The importance of ‘Shalom Bayit’
Published May 30, 2012
Naso is the longest portion in the weekly readings of Torah with 176 verses. After detailing the priestly purpose in the book of Leviticus, we come to the Book of Numbers and guess what? The first two portions begin with a census. Naso begins with an invitation to “lift the heads of” or quite literally number all the Levites, family by family, between the ages of 30 and 50. The Levites are assigned specific work in assembling, carrying, and dismantling the desert sanctuary as they move through the wilderness.
If the work is done to specification, then God’s Presence will descend into the Tent of Meeting and God’s Blessing will flow through individuals and into the community. Naso appears right after Shavuot, the symbolic union and re-union between God and the Jewish People. The Torah is the wedding contract and its’ blessings are evident as Jews — both men and women, have used its wisdom to sustain a timeless and transformative relationship for more than 3,000 years.
Included in this week’s story is the troubling situation of the Sotah followed by the powerful Priestly Benediction. The Sotah is the woman accused by her enraged husband of sexual impropriety. While much commentary is assigned to the accused woman, the primary challenge, as I see it, is her husband.
In this story, it is the husband’s anger and accusations that pose a serious risk to the community. Rabbi Hayyim of Volozhin (19th century) taught that God wished to give humans an abundance of blessings in the world. Blessings could only be received, he wrote, where harmony and love create the receptivity in the community being blessed. The Rabbis believed that studying Torah led to a working knowledge of the world. They also taught that without reason, there could be no understanding and vice versa.
The disruption to the community by an enraged and perceptively impaired husband is definitely not conducive to receiving blessings. In fact, such behaviors (stealing the peace) are categorized as stealing the Blessing from God. In order to make restitution and to reclaim the Blessing, both reason and understanding must be restored.
The peace is restored through a ritual that allows the husband to move from a suspicious frame of mind to one that restores faith in his partner’s fidelity. Shalom Bayit (peace in the home) is an ideal in rabbinic literature. The concept of Shalom Bayit is so important, that the Torah permits the Holy Name to be erased in water during the Sotah ritual. The harmony necessary to restore God’s Blessing is the ultimate goal.

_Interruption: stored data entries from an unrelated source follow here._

Issue #10773, opened 2024-05-06
bug: CreateFlowLogs with S3 log destination fails to discover bucket


viren-nadkarni:
### Is there an existing issue for this?

- [X] I have searched the existing issues

### Current Behavior

`EC2:CreateFlowLogs` when used with the S3 log destination type fails with following error:

```
$ awslocal ec2 create-flow-logs --resource-ids vpc-b996311b --resource-type VPC --log-destination-type s3 --log-destination arn:aws:s3:::flowlogs 
{
    "FlowLogIds": [],
    "Unsuccessful": [
        {
            "Error": {
                "Code": "400",
                "Message": "LogDestination: flowlogs does not exist."
            },
            "ResourceId": "vpc-b996311b"
        }
    ]
}
```

This is despite the S3 bucket existing:
```
$ awslocal s3 ls
2024-05-06 19:27:15 flowlogs
```

### How are you starting LocalStack?

With a docker-compose file

### Steps To Reproduce

```
awslocal ec2 create-vpc --cidr-block 10.0.0.0/24 --query Vpc.VpcId --output text

awslocal s3 mb s3://flowlogs

awslocal ec2 create-flow-logs --resource-ids VPC --resource-type VPC --log-destination-type s3 --log-destination arn:aws:s3:::flowlogs 
```

### Environment

```markdown
- OS: jammy
- LocalStack: latest
```

### Anything else?

This occurs because in the Moto implementation of CreateFlowLogs, the S3 backend is directly accessed.

https://github.com/getmoto/moto/blob/dea4a98b64fe8b8a8d7b02e5446756d1b439af55/moto/ec2/models/flow_logs.py#L225-L231

On the other hand, the bucket lives in the S3 provider in LocalStack and the Moto backend is empty really.

arunsriniv:
I am also facing this issue. Is there any workaround for this issue or a fix is required?

PR #11574, opened 2024-09-24
fix EC2 FlowLogs with S3 destination

bentsku:
## Motivation
As reported in #10773, we had an issue since migrating S3 to LocalStack, as moto was directly accessing the bucket in memory to verify its existence.

It needs a fair amount of patching and overriding in the provider, but this seems like the safest bet. 

## Changes
- add 2 AWS validated tests, one positive and one negative
- implement `CreateFlowLogs` in the provider, and intercepted the request to remove the `s3` destination to avoid patching the whole method in `moto`
  - we now remove `s3` in order to pass the validation in `moto`, pre-validate ourselves, and put back the `s3` value after
  - we also validate the existence of the bucket, removing subfolders if there are any

_fixes #10773_

### DIFF
--- a/localstack-core/localstack/services/ec2/provider.py
+++ b/localstack-core/localstack/services/ec2/provider.py
@@ -525,8 +525,14 @@ class Ec2Provider(Ec2Api, ABC, ServiceLifecycleHook):
                     ],
                 )
 
-            response = call_moto_with_request(context, service_request)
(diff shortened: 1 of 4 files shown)


viren-nadkarni (approved):
LGTM, thanks for implementing this @bentsku !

With peace restored, the Blessing is a gift that can now flow into the lives of the community: May God’s Blessing be a Source of Protection for each of you; May the Holy One’s Shining Presence illuminate your way, your walk, your work; May the Holy Blessed One be a source of strength, comfort, and nourishment so that shalom, the wholeness, peace and healing that is possible becomes evident in your life.
Torah teaches us not only who we are, but who we can become. May our efforts to harmonize our human natures with our potential for goodness bring us to reason and understanding, holiness and peace.
Rabbi Dale Schreiber is Jewish Care Coordinator of Barnes-Jewish Hospital and Chaplain to Oncology Services.